* Task objective: Nothing but the lines from the one with "florianbrinkmann: True, it’s" down to the one with "debug log goes" should be returned, exactly and with both ends included, from the material below.
+---+
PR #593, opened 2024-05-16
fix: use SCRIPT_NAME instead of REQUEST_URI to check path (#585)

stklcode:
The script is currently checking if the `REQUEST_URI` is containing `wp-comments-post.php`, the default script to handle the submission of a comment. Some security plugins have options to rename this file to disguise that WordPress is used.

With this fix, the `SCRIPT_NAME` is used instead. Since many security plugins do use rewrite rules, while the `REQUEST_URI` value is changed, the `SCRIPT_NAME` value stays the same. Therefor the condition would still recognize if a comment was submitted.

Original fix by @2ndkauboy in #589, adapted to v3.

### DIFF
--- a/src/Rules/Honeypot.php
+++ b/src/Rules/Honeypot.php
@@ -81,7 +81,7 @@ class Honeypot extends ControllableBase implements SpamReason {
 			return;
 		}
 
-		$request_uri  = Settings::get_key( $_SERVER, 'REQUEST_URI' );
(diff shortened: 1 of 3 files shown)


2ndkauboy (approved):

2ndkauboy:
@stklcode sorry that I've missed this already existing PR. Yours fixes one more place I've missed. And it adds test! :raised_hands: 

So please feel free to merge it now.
+---+
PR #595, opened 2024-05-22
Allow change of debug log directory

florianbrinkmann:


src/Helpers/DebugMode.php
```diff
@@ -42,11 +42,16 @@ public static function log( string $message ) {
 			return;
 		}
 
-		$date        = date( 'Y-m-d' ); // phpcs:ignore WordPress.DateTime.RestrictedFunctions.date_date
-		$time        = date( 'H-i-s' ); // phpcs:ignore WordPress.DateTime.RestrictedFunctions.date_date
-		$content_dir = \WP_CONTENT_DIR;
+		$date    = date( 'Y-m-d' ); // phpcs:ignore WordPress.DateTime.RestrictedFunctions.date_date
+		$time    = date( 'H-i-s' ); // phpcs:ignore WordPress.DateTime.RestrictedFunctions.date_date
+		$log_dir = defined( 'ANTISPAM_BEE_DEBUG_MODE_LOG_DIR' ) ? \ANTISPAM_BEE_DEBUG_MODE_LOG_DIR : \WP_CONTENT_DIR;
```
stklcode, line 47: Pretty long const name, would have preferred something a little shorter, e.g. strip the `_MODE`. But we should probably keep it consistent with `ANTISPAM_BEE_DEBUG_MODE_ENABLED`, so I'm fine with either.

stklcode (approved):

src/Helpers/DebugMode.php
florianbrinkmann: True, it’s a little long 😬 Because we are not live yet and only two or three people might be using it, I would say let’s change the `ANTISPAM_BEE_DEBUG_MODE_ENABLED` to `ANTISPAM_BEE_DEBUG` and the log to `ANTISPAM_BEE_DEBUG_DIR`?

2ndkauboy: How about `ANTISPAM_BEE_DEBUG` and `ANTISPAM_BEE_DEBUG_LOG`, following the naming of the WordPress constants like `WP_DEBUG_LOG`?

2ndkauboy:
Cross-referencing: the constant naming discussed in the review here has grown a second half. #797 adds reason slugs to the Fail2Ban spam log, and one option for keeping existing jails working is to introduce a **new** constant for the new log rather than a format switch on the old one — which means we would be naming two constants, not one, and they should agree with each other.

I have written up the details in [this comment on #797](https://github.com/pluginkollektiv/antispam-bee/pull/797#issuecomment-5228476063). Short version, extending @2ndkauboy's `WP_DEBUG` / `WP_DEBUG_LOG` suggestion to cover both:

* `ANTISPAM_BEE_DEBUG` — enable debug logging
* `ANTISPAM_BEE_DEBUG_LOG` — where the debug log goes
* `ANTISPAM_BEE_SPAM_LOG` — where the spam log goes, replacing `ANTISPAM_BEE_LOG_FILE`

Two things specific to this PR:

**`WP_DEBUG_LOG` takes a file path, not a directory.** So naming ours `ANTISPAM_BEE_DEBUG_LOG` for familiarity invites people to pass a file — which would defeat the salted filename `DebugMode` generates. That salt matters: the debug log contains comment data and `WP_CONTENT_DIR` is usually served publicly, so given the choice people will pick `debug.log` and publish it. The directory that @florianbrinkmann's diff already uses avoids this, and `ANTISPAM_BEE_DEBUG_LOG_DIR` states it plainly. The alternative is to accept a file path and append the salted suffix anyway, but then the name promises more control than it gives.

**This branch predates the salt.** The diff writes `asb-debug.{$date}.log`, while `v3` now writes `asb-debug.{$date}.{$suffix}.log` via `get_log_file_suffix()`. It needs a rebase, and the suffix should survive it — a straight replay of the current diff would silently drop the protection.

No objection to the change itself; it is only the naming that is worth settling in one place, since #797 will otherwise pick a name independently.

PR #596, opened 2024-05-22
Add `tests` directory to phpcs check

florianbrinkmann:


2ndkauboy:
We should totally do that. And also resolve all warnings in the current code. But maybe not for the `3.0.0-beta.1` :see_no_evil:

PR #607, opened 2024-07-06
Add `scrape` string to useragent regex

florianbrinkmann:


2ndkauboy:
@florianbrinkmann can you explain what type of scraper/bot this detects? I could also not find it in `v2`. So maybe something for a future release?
+---+
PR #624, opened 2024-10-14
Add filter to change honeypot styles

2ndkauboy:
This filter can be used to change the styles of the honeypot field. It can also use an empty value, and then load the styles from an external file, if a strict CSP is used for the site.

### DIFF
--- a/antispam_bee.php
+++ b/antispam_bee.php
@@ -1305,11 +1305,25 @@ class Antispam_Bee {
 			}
+---+
* Task response:
florianbrinkmann: True, it’s a little long 😬 Because we are not live yet and only two or three people might be using it, I would say let’s change the `ANTISPAM_BEE_DEBUG_MODE_ENABLED` to `ANTISPAM_BEE_DEBUG` and the log to `ANTISPAM_BEE_DEBUG_DIR`?

2ndkauboy: How about `ANTISPAM_BEE_DEBUG` and `ANTISPAM_BEE_DEBUG_LOG`, following the naming of the WordPress constants like `WP_DEBUG_LOG`?

2ndkauboy:
Cross-referencing: the constant naming discussed in the review here has grown a second half. #797 adds reason slugs to the Fail2Ban spam log, and one option for keeping existing jails working is to introduce a **new** constant for the new log rather than a format switch on the old one — which means we would be naming two constants, not one, and they should agree with each other.

I have written up the details in [this comment on #797](https://github.com/pluginkollektiv/antispam-bee/pull/797#issuecomment-5228476063). Short version, extending @2ndkauboy's `WP_DEBUG` / `WP_DEBUG_LOG` suggestion to cover both:

* `ANTISPAM_BEE_DEBUG` — enable debug logging
* `ANTISPAM_BEE_DEBUG_LOG` — where the debug log goes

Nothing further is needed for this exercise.